RECORDS FOR THIS TASK:

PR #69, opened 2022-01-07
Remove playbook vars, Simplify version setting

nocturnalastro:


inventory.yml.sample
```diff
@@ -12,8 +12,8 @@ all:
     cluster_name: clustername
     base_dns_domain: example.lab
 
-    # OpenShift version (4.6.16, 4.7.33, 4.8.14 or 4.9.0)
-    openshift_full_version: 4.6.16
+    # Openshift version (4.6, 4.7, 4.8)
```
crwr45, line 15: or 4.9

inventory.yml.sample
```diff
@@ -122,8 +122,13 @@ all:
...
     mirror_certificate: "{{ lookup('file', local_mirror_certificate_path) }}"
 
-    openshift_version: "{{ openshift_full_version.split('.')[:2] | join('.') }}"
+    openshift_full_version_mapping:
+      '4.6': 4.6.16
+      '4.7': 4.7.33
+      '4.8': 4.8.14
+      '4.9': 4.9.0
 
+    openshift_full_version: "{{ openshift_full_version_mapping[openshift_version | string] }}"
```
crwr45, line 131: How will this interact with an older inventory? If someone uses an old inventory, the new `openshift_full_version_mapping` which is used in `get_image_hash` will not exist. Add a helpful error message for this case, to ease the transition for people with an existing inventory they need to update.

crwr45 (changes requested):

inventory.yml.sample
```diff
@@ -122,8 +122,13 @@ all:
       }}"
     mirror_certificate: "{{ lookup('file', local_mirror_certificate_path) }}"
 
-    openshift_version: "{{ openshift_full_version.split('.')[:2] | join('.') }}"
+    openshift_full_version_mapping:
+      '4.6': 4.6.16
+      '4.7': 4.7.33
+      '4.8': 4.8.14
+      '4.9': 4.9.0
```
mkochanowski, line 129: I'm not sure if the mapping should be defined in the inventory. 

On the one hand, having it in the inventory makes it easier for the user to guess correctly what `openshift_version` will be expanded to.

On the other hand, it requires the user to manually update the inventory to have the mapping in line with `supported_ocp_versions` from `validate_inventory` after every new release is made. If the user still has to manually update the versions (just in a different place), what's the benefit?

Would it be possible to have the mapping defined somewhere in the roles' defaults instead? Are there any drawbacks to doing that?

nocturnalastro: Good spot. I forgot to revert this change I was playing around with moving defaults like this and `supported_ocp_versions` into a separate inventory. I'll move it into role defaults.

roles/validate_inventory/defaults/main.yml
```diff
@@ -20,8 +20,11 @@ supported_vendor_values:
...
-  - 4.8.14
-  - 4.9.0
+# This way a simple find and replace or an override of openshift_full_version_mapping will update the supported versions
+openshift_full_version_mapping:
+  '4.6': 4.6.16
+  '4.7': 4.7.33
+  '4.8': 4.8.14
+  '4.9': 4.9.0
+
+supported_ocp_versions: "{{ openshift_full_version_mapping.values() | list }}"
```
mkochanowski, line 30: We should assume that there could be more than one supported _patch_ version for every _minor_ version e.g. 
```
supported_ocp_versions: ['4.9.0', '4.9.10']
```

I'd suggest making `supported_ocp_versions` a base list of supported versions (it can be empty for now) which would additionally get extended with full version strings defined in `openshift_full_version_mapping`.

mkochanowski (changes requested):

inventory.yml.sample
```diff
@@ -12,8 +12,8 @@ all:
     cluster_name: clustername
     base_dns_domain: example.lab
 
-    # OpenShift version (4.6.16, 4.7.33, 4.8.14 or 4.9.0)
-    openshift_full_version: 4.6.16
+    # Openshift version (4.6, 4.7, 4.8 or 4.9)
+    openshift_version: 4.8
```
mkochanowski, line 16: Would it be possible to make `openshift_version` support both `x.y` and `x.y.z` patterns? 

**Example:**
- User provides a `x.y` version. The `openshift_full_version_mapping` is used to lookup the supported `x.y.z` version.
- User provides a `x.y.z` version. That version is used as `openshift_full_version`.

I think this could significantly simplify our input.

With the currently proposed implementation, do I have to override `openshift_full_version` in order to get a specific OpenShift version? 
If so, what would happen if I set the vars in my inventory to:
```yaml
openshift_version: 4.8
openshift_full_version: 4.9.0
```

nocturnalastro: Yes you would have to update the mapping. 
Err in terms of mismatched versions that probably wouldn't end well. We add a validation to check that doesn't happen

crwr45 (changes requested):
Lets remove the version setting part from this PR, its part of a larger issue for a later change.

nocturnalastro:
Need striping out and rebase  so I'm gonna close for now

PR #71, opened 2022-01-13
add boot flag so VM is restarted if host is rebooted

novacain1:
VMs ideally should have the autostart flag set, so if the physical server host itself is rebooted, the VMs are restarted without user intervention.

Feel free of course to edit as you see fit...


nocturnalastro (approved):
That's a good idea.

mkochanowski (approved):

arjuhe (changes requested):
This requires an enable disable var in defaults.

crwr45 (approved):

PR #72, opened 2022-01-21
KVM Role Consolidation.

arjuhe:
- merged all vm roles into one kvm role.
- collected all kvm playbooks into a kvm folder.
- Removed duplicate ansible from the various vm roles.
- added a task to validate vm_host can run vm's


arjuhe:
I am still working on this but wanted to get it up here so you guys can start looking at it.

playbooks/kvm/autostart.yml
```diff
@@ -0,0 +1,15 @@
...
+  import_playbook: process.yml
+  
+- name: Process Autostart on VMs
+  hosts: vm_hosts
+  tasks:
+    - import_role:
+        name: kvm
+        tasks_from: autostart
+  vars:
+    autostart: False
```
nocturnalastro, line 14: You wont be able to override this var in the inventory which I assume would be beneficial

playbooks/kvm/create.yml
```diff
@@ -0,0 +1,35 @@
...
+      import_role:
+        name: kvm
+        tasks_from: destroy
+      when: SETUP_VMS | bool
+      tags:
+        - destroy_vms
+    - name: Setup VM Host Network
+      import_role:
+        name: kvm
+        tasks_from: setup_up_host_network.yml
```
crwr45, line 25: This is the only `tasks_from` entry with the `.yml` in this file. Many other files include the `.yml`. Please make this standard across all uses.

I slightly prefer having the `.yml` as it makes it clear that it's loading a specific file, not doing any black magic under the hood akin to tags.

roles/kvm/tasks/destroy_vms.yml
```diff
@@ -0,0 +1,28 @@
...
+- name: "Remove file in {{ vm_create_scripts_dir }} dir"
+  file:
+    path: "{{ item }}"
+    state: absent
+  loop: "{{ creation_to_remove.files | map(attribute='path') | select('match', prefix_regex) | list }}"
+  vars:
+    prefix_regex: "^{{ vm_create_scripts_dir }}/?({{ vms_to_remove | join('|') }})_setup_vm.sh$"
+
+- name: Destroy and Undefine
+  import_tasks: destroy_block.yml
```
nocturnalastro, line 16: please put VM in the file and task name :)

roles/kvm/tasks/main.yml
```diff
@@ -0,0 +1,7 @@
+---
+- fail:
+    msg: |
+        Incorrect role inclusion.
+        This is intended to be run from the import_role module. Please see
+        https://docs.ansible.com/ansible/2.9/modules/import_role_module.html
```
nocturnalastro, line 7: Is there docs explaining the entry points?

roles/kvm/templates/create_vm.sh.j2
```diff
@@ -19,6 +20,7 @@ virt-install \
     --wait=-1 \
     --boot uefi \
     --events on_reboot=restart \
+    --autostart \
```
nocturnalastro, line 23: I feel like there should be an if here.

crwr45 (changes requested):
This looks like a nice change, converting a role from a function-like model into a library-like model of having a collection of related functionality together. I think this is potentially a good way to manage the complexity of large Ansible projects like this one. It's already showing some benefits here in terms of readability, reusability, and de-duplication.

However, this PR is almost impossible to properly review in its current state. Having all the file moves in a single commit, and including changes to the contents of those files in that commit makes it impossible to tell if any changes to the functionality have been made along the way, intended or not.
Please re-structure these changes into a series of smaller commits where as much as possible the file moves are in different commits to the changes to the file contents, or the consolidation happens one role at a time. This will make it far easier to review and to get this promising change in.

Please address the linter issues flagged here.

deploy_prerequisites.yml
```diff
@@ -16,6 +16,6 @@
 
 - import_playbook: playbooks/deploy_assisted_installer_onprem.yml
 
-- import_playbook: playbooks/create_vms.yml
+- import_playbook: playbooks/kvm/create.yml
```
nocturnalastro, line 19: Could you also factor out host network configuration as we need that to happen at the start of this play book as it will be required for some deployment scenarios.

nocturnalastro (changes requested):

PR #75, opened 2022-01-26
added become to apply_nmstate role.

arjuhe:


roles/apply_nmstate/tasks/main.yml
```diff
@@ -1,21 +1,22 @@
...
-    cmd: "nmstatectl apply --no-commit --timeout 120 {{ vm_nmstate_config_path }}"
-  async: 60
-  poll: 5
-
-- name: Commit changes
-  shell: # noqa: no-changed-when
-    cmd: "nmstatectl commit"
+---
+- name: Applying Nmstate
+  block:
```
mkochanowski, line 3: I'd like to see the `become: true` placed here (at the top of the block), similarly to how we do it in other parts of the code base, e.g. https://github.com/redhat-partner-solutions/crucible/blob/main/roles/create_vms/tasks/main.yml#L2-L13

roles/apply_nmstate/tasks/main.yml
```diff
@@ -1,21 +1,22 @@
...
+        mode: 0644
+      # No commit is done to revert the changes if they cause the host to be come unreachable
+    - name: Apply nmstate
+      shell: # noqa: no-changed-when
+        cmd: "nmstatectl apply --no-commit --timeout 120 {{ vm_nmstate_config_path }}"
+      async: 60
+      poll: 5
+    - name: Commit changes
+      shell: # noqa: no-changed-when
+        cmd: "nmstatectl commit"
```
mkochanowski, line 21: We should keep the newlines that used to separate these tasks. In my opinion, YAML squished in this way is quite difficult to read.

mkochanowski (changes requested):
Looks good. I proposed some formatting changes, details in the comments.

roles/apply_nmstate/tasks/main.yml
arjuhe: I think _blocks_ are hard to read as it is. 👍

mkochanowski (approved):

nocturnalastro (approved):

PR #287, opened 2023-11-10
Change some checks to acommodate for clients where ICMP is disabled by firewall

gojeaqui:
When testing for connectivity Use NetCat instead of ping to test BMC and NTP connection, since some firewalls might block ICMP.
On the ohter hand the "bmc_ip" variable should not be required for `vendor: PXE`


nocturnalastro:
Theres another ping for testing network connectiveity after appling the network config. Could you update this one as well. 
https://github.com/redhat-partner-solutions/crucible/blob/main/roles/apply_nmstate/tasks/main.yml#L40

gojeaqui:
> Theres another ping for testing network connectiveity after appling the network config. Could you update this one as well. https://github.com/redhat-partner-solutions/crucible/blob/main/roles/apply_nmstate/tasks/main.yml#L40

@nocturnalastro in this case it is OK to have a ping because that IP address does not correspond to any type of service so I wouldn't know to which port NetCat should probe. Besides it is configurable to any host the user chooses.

--

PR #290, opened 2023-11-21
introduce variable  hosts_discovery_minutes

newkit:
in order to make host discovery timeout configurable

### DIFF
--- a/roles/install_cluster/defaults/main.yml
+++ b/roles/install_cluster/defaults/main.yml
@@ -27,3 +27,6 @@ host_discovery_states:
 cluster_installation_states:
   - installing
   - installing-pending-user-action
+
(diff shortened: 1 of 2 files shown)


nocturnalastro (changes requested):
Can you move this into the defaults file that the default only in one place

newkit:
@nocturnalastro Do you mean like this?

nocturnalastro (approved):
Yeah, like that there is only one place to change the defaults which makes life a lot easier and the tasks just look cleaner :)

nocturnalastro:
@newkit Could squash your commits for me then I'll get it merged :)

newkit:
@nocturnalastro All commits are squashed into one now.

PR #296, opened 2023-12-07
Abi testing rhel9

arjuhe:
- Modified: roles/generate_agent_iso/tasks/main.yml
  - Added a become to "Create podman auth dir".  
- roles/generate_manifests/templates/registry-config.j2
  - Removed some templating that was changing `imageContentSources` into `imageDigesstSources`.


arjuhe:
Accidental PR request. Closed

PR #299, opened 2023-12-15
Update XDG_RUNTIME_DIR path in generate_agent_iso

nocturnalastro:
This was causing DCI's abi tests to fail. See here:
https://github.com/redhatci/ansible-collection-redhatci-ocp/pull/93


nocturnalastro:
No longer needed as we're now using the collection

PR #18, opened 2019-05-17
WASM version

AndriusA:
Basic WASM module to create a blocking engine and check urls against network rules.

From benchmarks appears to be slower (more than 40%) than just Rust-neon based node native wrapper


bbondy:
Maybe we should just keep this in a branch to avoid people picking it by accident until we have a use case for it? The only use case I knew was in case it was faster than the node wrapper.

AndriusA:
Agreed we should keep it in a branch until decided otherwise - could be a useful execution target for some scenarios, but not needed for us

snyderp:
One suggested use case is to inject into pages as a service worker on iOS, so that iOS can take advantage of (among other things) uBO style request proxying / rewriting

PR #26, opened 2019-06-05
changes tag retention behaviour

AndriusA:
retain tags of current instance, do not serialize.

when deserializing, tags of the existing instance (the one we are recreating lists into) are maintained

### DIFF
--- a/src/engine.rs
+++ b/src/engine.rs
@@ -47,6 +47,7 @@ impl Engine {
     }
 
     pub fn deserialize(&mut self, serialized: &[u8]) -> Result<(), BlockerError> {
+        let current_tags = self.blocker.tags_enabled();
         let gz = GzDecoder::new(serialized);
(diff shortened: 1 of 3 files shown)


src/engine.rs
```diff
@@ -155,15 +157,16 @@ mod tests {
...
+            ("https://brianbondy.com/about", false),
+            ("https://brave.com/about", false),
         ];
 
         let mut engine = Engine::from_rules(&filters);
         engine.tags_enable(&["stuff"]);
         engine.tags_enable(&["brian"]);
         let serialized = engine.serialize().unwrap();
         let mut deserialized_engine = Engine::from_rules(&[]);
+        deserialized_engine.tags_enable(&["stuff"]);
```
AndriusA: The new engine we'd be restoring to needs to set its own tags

INSTRUCTIONS FOR THE TASK:
The required output is the stretch of entries above from the line containing "PR #69, opened 2022-01-07" through the line containing "On the one hand, having", reproduced exactly.

WORKED SOLUTION:
PR #69, opened 2022-01-07
Remove playbook vars, Simplify version setting

nocturnalastro:


inventory.yml.sample
```diff
@@ -12,8 +12,8 @@ all:
     cluster_name: clustername
     base_dns_domain: example.lab
 
-    # OpenShift version (4.6.16, 4.7.33, 4.8.14 or 4.9.0)
-    openshift_full_version: 4.6.16
+    # Openshift version (4.6, 4.7, 4.8)
```
crwr45, line 15: or 4.9

inventory.yml.sample
```diff
@@ -122,8 +122,13 @@ all:
...
     mirror_certificate: "{{ lookup('file', local_mirror_certificate_path) }}"
 
-    openshift_version: "{{ openshift_full_version.split('.')[:2] | join('.') }}"
+    openshift_full_version_mapping:
+      '4.6': 4.6.16
+      '4.7': 4.7.33
+      '4.8': 4.8.14
+      '4.9': 4.9.0
 
+    openshift_full_version: "{{ openshift_full_version_mapping[openshift_version | string] }}"
```
crwr45, line 131: How will this interact with an older inventory? If someone uses an old inventory, the new `openshift_full_version_mapping` which is used in `get_image_hash` will not exist. Add a helpful error message for this case, to ease the transition for people with an existing inventory they need to update.

crwr45 (changes requested):

inventory.yml.sample
```diff
@@ -122,8 +122,13 @@ all:
       }}"
     mirror_certificate: "{{ lookup('file', local_mirror_certificate_path) }}"
 
-    openshift_version: "{{ openshift_full_version.split('.')[:2] | join('.') }}"
+    openshift_full_version_mapping:
+      '4.6': 4.6.16
+      '4.7': 4.7.33
+      '4.8': 4.8.14
+      '4.9': 4.9.0
```
mkochanowski, line 129: I'm not sure if the mapping should be defined in the inventory. 

On the one hand, having it in the inventory makes it easier for the user to guess correctly what `openshift_version` will be expanded to.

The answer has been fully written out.